В. И. Ленин в книге «Материализм и эмпириокритицизм» показал, как велико было значение французского материализма в выработке общих для всякого материализма принципиальных философских основ. Такими основами были: 1) последовательное материалистическое решение вопроса об отношении мышления к бытию, к природе; 2) материалистическое объяснение природы; 3) материалистическое обоснование теории ощущения и т. д. Ленин показал, что не меньшим было и значение французского материализма в истории европейского просвещения, в истории атеизма и свободомыслия. Ленин подчеркивал, что «бойкая, живая, талантливая, остроумно и открыто нападающая на господствующую поповщину публицистика старых атеистов XVIII века» и в наше время может служить делу антирелигиозной пропаганды.
При всех этих заслугах французский материализм XVIII в. был ограничен историческими рамками своего века. Несмотря на тесную связь с биологией и медициной, он еще оставался в своем теоретическом содержании материализмом механистическим. Развитое им учение о человеке все же близко к механицизму XVII в. В учении французского материализма опознании немало ценного. Так, Дидро возродил идеи Бэкона о знании как силе и выдвинул правильные положения о роли техники и производства в жизни цивилизованного человечества. Однако французские материалисты не дошли до диалектического понимания процесса познания. Ограниченность французского материализма особенно сказывается в его социальных теориях. Последовательный в учении о природной основе жизни человека, французский материализм остается непоследовательным в своих попытках выяснить движущие силы исторического процесса. Материалистические представления о значении среды, формирующей человека, его мораль, его убеждения сочетаются у французских материалистов с идеалистическим пониманием хода исторического процесса. В конечном счете ход истории определяется, по их мнению, умственным прогрессом — прогрессом просвещения, знания. Причины самого умственного прогресса, коренящиеся в развитии материального производства, остались французским материалистам неизвестны. Отсутствие правильной исторической точки зрения на явления духовной жизни общества ограничивало и развитую французскими материалистами «просветительскую» критику религии. Талантливые, неистощимо остроумные в разоблачении всех иллюзий религиозного мировоззрения, французские материалисты оказались неспособными усмотреть источник этих иллюзий в материальной основе общественных отношений. Они полагали, что борьба с религией должна вестись главным образом в области теории. Но они не подозревали, что условием полного успеха этой борьбы может быть только окончательное искоренение тех общественных отношений и противоречий, которые делают возможным само существование религиозных заблуждений.

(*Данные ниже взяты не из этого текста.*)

PR #1097, opened 2016-12-20
Miscellaneous lint cleanup

mark-rushakoff:
- [x] Rebased/mergable
- [x] Tests pass

### DIFF
--- a/log.go
+++ b/log.go
@@ -40,7 +40,9 @@ func (s *LogNode) runLog([]byte) error {
 	case pipeline.StreamEdge:
 		for p, ok := s.ins[0].NextPoint(); ok; p, ok = s.ins[0].NextPoint() {
 			buf.Reset()
-			env.Encode(p)
+			if err := env.Encode(p); err != nil {
+				return err
+			}
 			s.logger.Println(key, buf.String())
 			for _, child := range s.outs {
 				err := child.CollectPoint(p)
@@ -52,7 +54,9 @@ func (s *LogNode) runLog([]byte) error {
 	case pipeline.BatchEdge:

И все же изучение материалистической философии эпохи буржуазных революций XVII—XVIII вв. наглядно подтверждает вывод, сделанный В. И. Лениным: «В течение всей новейшей истории Европы, и особенно в конце XVIII века, во Франции, где разыгралась решительная битва против всяческого средневекового хлама, против крепостничества в учреждениях и в идеях, материализм оказался единственной последовательной философией, верной всем учениям естественных наук, враждебной суевериям, ханжеству и т. д. Враги демократии старались поэтому всеми силами «опровергнуть», подорвать, оклеветать материализм и защищали разные формы философского идеализма, который всегда сводится, так или иначе, к защите или поддержке религии». Выдающееся историческое значение французского материализма XVIII в. заключается в его борьбе против религии и идеализма, в защите, обосновании и дальнейшем развитии материалистического миропонимания, которое в трудах представителей этого философского течения приняло новую, более четкую историческую форму.
34) Наукоучение Фихте как вариант идеалистической философии(проблема субъективности, «Я»)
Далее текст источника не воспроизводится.